DORENBACH: I would say that there definitely is a business opportunity, but there’s also the community aspect. We just had the big CZU fire here, and we were able to get some winemakers who are really interested in this because of that fire to donate some samples. And it’s been a mutually beneficial relationship where they get some free data, and we get to use their data to establish our baselines and increase our dataset and develop our method. It just worked really well.
CREWS: Let me also tell you a little story. I knew that the commercial labs were not doing it right, and I wanted to tell my friends here in Santa Cruz and other winemaker associations what the problems were. I wanted to try and get them to use their money wisely to get bioanalytics and using the money wisely was not measuring the free and the total. It was the bound compounds, the direct measurement. And I figured that if we could get that going, we could provide data that would be useful to people to help the small family wineries make the correct decisions. So, in fact, a lot of our samples came because people were grateful to the standpoint that two years ago when I gave them seminars, I pointed them in the right direction of what data to get and what data not to get. In fact, next month I’m going up to the Dry Creek Valley Wine Growers Association to give a talk.
That’s great. It sounds like your research has been really community driven. You started with community questions and you’re benefiting communities, small wineries, and now you’re disseminating that information through community talks.
CREWS: And one of the things you might know is that our paper is open access. The reason we did that is I wanted everybody to be able to get it.
DORENBACH: I hope people use it!
Mr. Dorenbach, since cannabis growers are having to deal with many of the same environmental issues as vineyard and winery owners, are you involved in any similar research looking at the effect of wildfire smoke on cannabis?
DORENBACH: Yes, we are in the development stage of that. We have our standards, and we know the instrumentation that we are going to use. So it’s a matter of developing that method, but it’ll be measuring the free phenols because obviously there is no natural process of fixing them to sugars.

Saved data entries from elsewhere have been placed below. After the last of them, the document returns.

PR #4166, opened 2017-03-19
Async driver creation & retry mechanism for driver creation

daniel4x:
Please see: 
https://github.com/angular/protractor/issues/4110

Added a retry mechanism for driver creation.
For users who uses cloud providers such as Perfecto, Sauce labs, etc ... or for local usage.

There's 2 new configurations:
1. createBrowserAsync  - true / false, this option enable/disable async driver creation.
2. retryMechanismConf - enable/disable retry mechanism, set the number of retries and delay between each retry.

Using this 2 configuration the user will be able to make a retry in case driver creation failed. 

Passed local tests (npm test)

### DIFF
--- a/lib/browser.ts
+++ b/lib/browser.ts
@@ -474,6 +474,22 @@ export class ProtractorBrowser extends AbstractExtendedWebDriver {
   }
 
   /**
+   * Same as forkNewDriverInstance just asynchronously
+   * 
+   * @param {boolean=} useSameUrl Whether to navigate to current url on creation
+   * @param {boolean=} copyMockModules Whether to apply same mock modules on creation
+   * @param {boolean=} copyConfigUpdates Whether to copy over changes to `baseUrl` and similar
+   *   properties initialized to values in the the config.  Defaults to `true`
+   *
+   * @returns {Promise<ProtractorBrowser>} A browser instance.
+   */
+  forkNewDriverInstanceAsync(
+      useSameUrl?: boolean, copyMockModules?: boolean,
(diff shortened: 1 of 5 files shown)


daniel4x:
Hey @NickTomlin , 
I made a pull request as you offered [here](https://github.com/angular/protractor/issues/4110).

I've passed travis-ci tests but circleci build failed.
Yet, when i run npm test locally (as i see, this is the test circleci run) i pass all the tests.

Can you help with this & code review, change code/doc if necessary?

Thanks!

daniel4x:
+ @wswebcreation

NickTomlin:
We are re-doing the merging/pr process internally here so I may not be able to get to this for awhile. Thanks for the PR though!

heathkit:
Thank you so much for the effort you put into this. Unfortunately, the logic around `createBrowser` is frustratingly complex, and duplicating it with an async version is the opposite direction we'd like to take. We'd really like to refactor that specific part of the project, especially in light of the issues we've seen around forking and restarting browsers.

I think I see what you're trying to achieve, and it would be valuable. But we'd need a solution that involves fewer changes, especially to such a confusing, sensitive area as createBrowser. Is there a way to achieve what you need by adding a hook to the plugin api, or maybe changing runner?

Sorry, I'm going to close this. But we'd welcome an implementation of this feature (providing the ability to configure retries for driver creation) that introduced less complexity and duplication. Simply making createBrowser async instead of having two versions would be an acceptable direction.

wswebcreation:
Tnx for the feedback @heathkit ,

We'll rethink this part.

Dr. Crews, do you have any advice for other people who are pursuing a career in science but perhaps have a very different passion that they also hope to blossom into a career, and how you can be successful on both ends?
CREWS: That’s hard. I don’t have any advice. What I’ve always done in terms of science is I pick what I’m interested in and follow my heart. Actually, there’s a parallel between the wines and sponge natural products chemistry. To do natural product chemistry, you have to be out in nature, so we’re always out on expeditions. And one of the things that made the expeditions work is that I would ask all the PhD students, the post-docs, and staff as we’re going out to a tropical area to bring four bottles of wine in their wet suit, two in the arms and two in the legs. At the end of a long day of diving and then collecting and interrogating samples, we could then have a good meal with some vino. That would then set the stage for evening seminars. So, at any rate, I was lucky. I just found a way to combine, on many levels, our science, in terms of chemistry, biochemistry, enology, and viticulture.